(Extracted records)
PR #237, opened 2013-09-29
Fixed [904706] Thimble pages not scrollable on iOS

stanica:
This patch makes Thimble makes scrollable on iPads without introducing multiple scrollbars on desktop browsers. iPhone support was not included.


sedge:
Closing as part of #622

INSTRUCTIONS FOR THE TASK
Look for the line that contains "This patch makes" in the entries above. Set it down, along with all later lines, exactly as written.

EXPECTED ANSWER
This patch makes Thimble makes scrollable on iPads without introducing multiple scrollbars on desktop browsers. iPhone support was not included.


sedge:
Closing as part of #622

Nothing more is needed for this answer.